Malloy & Nafig
You ever think instincts outsmart data, or is it just a convenient excuse for improvisation? Let's debunk that.
Instincts are just the brain’s shortcut for “I’ve seen enough bad data to know this.” Data wins unless the instinct has a PhD in wild guessing.
Instincts are just a brain‑shortcut, yeah, but they’re still faster than waiting for every data point to line up. Still, give me a case where the numbers won and watch the intuition back away.
Sure, take the 2019‑2020 pandemic: a bunch of gut‑felt “we’ll keep sales steady” instincts died off when the numbers—mobility data, supply‑chain stats, consumer surveys—showed a three‑quarter drop. The companies that stuck to the data survived, the “feel‑the‑market” guys flopped and had to swallow a lesson in humility.

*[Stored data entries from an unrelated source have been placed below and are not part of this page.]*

PR #924, opened 2023-10-29
Adds canonical_url to generate.py

jknndy:
@jayaddison let me know how this looks, pretty straight forward addition.

I was thinking about adding another feature here to skip generating a second scraper & innit entry if the hostname already exist. For generation of multiple tests (aka ingredient groups). Any opposition or should I throw something together?

PR #925, opened 2023-10-30
Removes possibility of duplicate scraper generation

jknndy:
As discussed in #924 this PR adds functionality to the generate.py file to check if the host name already exists and respond appropriately

- For an existing host, running python .\generate.py ClassName URL will now only print "Host {host_name} already exists" and won't generate any files.
- For a class name with an underscore and an existing host, running python .\generate.py ClassName_2 URL will print "Host {host_name} already exists. Skipping scraper and init entry generation." and will only generate the testhtml and testcase files.

Example usage
```python
python .\generate.py ethanchlebowski https://www.ethanchlebowski.com/cooking-techniques-recipes/ciabatta-chimichurri-steak-sandwich  
Host ethanchlebowski already exists.

python .\generate.py ethanchlebowski_2 https://www.ethanchlebowski.com/cooking-techniques-recipes/ciabatta-chimichurri-steak-sandwich
Host ethanchlebowski already exists. Skipping scraper and __init__ entry generation.
```

### DIFF
--- a/generate.py
+++ b/generate.py
@@ -271,13 +271,24 @@ def main():
 
     class_name = sys.argv[1]
     url = sys.argv[2]
-    host_name = get_host_name(url)
+    host_name = get_host_name(url).split(".")[0]
+
+    host_exists = False
+    with open("recipe_scrapers/__init__.py", "r") as source:
+        code = source.read()
+        if host_name.lower() in code.lower():
+            host_exists = True
+            print(
+                f"Host {host_name} already exists. Skipping scraper and __init__ generation."
+            )
     testhtml = requests.get(url, headers=HEADERS).content
 
-    generate_scraper(class_name, host_name)
+    if not host_exists:
+        generate_scraper(class_name, host_name)
+        init_scraper(class_name)
+
     generate_scraper_test(class_name, host_name, url)
     generate_test_data(class_name, testhtml)
-    init_scraper(class_name)
 
 
 if __name__ == "__main__":
--- a/generate.py
+++ b/generate.py
@@ -43,6 +43,21 @@ def generate_scraper_test(class_name, host_name, url):
             target.write(state.result())
 
 
+def generate_secondary_scraper_test(original_class_name, class_name, host_name, url):
+    with open("templates/test_scraper.py") as source:
+        code = source.read()
+        program = ast.parse(code)
+
+        state = GenerateTestScraperState(original_class_name, host_name, url, code)
+        for node in ast.walk(program):
+            if not state.step(node):
+                break
+
+        output = f"tests/test_{class_name.lower()}.py"
+        with open(output, "w") as target:
+            target.write(state.result())
+
+
 def init_scraper(class_name):
     with open("recipe_scrapers/__init__.py", "r+") as source:
         code = source.read()
@@ -271,14 +286,15 @@ def main():
 
     class_name = sys.argv[1]
     url = sys.argv[2]
-    host_name = get_host_name(url).split(".")[0]
+    host_name = get_host_name(url)
+    original_class_name = class_name.split("_")[0]
 
     host_exists = False
     with open("recipe_scrapers/__init__.py", "r") as source:
         code = source.read()
-        if host_name.lower() in code.lower():
+        if original_class_name.lower() in code.lower():
             host_exists = True
-            message = f"Host {host_name} already exists."
+            message = f"Host {original_class_name} already exists."
             if "_" in class_name:
                 message += " Skipping scraper and __init__ entry generation."
             print(message)
@@ -288,8 +304,12 @@ def main():
         if not host_exists:
             generate_scraper(class_name, host_name)
             init_scraper(class_name)
-        if "_" in class_name:
             generate_scraper_test(class_name, host_name, url)
+            generate_test_data(class_name, testhtml)
+        if "_" in class_name:
+            generate_secondary_scraper_test(
+                original_class_name, class_name, host_name, url
+            )
             generate_test_data(class_name, testhtml)
 
 
--- a/generate.py
+++ b/generate.py
@@ -278,17 +278,19 @@ def main():
         code = source.read()
         if host_name.lower() in code.lower():
             host_exists = True
-            print(
-                f"Host {host_name} already exists. Skipping scraper and __init__ generation."
-            )
-    testhtml = requests.get(url, headers=HEADERS).content
+            message = f"Host {host_name} already exists."
+            if "_" in class_name:
+                message += " Skipping scraper and __init__ entry generation."
+            print(message)
 
-    if not host_exists:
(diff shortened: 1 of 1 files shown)


jayaddison:
Nice :)  It looks good to me initially.  I'd like to find time to experiment with the `generate.py` code and to figure out what it can do before providing review comments, because they won't be well-informed otherwise.  I'll plan to do that by the end of this week.

jayaddison:
Ah: it seems that's exactly the way the code is structured already.  Ignore my previous comment!

jknndy:
After a little further testing i found a new issue here, When the command is run with the _ appended to the end the new test class created is using the classname provided to the generate file rather then the original host. Not sure this is fixable without a larger change to the file.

Sounds like the usual “if you’re not on the numbers, you’re just waving a banner in the wrong wind.” Companies that let instinct run the show were the ones who got a brutal reality check. Guess next time you’ll double‑check that the gut doesn’t read like a broken calculator.
If the gut starts looking like a broken calculator, you know it’s time to get the numbers back in the ring.
You’re right, the gut's usually a decent second‑guessing tool; when it turns into a glitchy calculator you know it’s time to pull the stats out of the back pocket and let them do the heavy lifting.
Good, because if your gut’s already glitchy, the only other option is to let actual numbers do the heavy lifting.
If the gut’s a broken calculator, I’ll gladly swap it for a spreadsheet and pretend to be surprised when the numbers say the same thing.
Nice plan—just watch the spreadsheet outplay the gut while you nod in “surprise.”